_Action item_:
Go through the records below and show every line with the string "Bisimulation".

Segment Start: Raw data

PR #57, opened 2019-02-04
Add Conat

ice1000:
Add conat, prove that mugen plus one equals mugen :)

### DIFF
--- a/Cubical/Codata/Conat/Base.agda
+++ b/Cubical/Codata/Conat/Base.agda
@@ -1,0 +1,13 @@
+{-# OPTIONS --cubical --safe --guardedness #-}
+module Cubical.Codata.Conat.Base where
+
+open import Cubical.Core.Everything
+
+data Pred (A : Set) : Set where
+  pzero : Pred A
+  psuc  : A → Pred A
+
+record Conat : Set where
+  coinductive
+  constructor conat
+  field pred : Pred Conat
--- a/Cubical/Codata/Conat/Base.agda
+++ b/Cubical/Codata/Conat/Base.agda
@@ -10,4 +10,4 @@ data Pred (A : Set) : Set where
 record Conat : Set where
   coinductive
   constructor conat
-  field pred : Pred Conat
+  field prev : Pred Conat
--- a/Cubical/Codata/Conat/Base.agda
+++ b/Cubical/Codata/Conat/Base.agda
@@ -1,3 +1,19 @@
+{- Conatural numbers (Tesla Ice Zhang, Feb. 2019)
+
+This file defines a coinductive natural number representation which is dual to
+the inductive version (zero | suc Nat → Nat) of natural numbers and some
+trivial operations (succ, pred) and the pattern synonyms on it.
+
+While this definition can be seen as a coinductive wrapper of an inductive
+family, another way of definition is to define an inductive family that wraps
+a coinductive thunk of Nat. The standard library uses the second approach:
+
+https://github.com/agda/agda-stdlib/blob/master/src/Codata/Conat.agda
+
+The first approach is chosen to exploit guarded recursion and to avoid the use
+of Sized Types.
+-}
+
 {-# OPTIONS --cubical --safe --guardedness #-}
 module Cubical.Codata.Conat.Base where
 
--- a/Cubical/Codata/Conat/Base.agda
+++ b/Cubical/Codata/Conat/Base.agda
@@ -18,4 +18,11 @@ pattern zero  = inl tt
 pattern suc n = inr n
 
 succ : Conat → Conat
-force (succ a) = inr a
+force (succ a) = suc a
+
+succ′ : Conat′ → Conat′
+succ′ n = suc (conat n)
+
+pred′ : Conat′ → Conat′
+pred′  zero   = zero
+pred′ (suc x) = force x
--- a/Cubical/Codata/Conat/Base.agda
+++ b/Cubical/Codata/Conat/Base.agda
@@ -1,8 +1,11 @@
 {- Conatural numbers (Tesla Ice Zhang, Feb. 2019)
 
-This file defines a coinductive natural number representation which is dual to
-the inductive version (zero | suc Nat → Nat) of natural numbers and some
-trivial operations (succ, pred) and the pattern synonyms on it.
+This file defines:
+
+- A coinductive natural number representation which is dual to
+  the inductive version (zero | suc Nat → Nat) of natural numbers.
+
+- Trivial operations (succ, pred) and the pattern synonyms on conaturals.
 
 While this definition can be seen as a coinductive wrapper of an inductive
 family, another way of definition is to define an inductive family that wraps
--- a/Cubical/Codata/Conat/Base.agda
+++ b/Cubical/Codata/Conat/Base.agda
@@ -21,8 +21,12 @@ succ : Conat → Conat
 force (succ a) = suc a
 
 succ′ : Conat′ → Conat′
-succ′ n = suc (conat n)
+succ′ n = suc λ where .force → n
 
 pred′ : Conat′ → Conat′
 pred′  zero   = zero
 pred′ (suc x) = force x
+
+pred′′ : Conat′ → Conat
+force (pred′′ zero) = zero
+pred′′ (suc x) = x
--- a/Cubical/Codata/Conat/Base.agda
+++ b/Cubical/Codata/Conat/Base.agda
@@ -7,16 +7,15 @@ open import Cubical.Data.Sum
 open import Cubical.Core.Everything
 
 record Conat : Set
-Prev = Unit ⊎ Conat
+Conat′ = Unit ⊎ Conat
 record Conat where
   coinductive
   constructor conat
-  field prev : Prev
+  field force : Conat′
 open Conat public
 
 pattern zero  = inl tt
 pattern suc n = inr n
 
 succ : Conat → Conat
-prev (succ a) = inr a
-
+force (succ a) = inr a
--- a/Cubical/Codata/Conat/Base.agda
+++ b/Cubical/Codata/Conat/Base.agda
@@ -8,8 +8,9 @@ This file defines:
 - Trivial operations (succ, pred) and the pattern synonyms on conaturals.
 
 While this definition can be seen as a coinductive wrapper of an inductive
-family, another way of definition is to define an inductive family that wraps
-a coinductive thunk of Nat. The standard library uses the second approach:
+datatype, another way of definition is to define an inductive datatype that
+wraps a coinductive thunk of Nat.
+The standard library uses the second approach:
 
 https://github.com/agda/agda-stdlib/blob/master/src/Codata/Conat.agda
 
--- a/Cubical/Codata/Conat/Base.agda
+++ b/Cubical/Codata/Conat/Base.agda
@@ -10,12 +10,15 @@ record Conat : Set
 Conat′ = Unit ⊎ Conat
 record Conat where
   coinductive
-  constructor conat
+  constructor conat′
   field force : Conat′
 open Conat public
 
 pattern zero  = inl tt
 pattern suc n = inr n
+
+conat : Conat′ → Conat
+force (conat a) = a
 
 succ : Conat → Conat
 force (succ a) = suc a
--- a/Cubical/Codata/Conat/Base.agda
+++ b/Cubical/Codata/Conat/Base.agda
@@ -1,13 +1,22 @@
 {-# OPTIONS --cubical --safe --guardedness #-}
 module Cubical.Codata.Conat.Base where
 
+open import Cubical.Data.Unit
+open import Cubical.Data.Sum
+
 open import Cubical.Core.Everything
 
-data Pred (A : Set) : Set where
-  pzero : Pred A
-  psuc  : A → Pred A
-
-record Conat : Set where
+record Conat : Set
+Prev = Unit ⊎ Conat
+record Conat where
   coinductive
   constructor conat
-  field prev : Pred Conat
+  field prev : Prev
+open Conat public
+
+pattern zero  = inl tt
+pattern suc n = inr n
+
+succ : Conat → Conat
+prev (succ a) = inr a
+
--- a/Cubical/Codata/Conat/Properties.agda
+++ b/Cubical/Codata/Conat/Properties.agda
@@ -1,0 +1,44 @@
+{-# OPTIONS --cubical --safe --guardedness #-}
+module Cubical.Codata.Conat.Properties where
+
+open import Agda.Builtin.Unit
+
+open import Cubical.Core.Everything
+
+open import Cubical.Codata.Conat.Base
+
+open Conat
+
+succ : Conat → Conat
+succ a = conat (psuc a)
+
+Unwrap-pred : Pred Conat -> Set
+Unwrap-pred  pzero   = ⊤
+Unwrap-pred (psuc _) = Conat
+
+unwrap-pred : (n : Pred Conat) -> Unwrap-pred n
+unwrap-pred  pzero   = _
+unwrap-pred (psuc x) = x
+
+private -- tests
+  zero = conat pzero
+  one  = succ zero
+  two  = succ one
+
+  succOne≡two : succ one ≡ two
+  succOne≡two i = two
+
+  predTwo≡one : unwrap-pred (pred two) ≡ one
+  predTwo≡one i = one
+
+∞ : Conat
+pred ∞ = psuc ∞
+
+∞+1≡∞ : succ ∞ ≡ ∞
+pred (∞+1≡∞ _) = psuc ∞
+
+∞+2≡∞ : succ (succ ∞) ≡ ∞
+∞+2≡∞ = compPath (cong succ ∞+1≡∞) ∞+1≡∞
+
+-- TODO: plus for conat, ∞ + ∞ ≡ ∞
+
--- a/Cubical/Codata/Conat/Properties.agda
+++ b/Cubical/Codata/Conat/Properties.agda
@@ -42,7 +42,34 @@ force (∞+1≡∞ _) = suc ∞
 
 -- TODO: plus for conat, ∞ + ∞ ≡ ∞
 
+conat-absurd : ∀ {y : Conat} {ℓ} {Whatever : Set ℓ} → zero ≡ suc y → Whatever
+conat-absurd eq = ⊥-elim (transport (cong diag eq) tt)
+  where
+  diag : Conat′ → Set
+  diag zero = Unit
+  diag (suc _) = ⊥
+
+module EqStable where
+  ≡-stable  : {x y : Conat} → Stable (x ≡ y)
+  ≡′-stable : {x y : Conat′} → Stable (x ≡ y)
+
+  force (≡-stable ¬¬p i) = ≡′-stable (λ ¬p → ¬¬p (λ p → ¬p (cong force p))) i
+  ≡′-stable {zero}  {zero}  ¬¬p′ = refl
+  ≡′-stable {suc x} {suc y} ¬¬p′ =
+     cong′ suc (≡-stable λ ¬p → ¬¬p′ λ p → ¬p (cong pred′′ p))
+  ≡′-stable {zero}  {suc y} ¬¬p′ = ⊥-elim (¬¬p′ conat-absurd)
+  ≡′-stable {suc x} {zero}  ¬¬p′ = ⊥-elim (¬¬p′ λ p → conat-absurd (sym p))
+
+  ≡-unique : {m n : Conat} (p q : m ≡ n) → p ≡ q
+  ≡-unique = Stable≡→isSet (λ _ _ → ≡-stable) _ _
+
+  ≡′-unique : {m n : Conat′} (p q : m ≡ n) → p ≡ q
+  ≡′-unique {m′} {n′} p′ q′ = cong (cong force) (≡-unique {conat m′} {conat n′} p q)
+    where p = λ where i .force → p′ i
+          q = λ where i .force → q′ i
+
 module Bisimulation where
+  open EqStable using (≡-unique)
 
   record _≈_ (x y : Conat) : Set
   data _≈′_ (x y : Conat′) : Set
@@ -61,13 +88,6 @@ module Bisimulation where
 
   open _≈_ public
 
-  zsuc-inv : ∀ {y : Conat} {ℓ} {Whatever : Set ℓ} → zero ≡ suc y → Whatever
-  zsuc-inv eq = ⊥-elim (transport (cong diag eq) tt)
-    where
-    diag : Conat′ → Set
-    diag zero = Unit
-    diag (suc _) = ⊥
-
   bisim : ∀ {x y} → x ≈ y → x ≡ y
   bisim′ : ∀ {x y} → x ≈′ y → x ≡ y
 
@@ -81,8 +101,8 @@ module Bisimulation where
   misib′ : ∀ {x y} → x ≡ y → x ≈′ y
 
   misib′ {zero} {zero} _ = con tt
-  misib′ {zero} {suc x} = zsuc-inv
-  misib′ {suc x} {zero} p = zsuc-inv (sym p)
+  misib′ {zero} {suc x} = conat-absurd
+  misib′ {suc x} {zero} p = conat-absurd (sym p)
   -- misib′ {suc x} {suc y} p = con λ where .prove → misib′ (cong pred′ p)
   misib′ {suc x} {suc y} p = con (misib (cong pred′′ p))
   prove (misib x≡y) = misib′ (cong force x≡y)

Segment End: Raw data

_Solution to the exercise_:
 module Bisimulation where
@@ -61,13 +88,6 @@ module Bisimulation where
@@ -81,8 +101,8 @@ module Bisimulation where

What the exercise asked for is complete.